Allow me to interject here for the good of the order that if any of my readers experience coughing through their eyes, they probably should see a doctor.

And that goes double if your penis burps.

But in the words of the infomercial, "Wait... there's more!"  We also find out that if you have a ghostly groupie, you will "make moaning and weird sounds and not remember anything after," will be "fidgeting and restless," and will be prone to "domestic accidents such as heated oil flying from the frying pan."  Me, I thought the latter was just one of the hazards of cooking, one I first learned about while simultaneously discovering the general rule "Never cook bacon while shirtless."  I don't think I made moaning or weird sounds when it happened, although I do recall using some seriously bad language.

Of course, given that supposedly the affected individual doesn't remember anything afterwards, maybe I've just forgotten about the moaning noises.

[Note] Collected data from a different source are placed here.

PR #459, opened 2021-05-07
feat: Update helm depolyment (config-files part 3)

luke-biel:
This updates deployment (helm only) to use new env variables.

I would like to ask one question with this PR - does anyone use docker-compose any more? For anything except infra. If no, we can remove it from cdl.


smores56:
I think docker-compose is simpler than helm, and I have used them for running the Python tests, but not for anything else. I'm fine with removing them.

smores56 (approved):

But the pièce de résistance is the part about "sexual symptoms," wherein we get to the heart of the matter, which is that if you have a ghostly invisible friend, you'll become gay:
The main reason behind the gay orientation of some men is that they are possessed by female ghosts. It is the female ghost in them that is attracted to other men.  Conversely the attraction to females experienced by some lesbians is due to the presence of male ghosts in them.  The ghost’s consciousness overpowers the person’s normal behaviour to produce the homosexual attraction.  Spiritual research has shown that the cause for homosexual preferences lie predominantly in the spiritual realm.
We're then given some statistics, which is that homosexual orientation is 5% physical causes/hormonal changes, 10% psychological causes, and 85% ghosts.  I have no idea how they derived those numbers, but because it's statistics, it's bound to be correct, right?

Of course right.


So there you have it.  I'm not sure what else to say that the dog didn't cover.  I think the thing that bothers me about this most is that I'm sure there are people who read this website and nodded, saying, "Yup, makes total sense."  Which is kind of terrifying when you think about it.

Although who knows.  Maybe they have their reasons for believing all this.  Maybe someone was startled one day when her vagina sneezed, and was wondering why, and stumbled on this website.  Makes as much sense as any other explanation I can think of.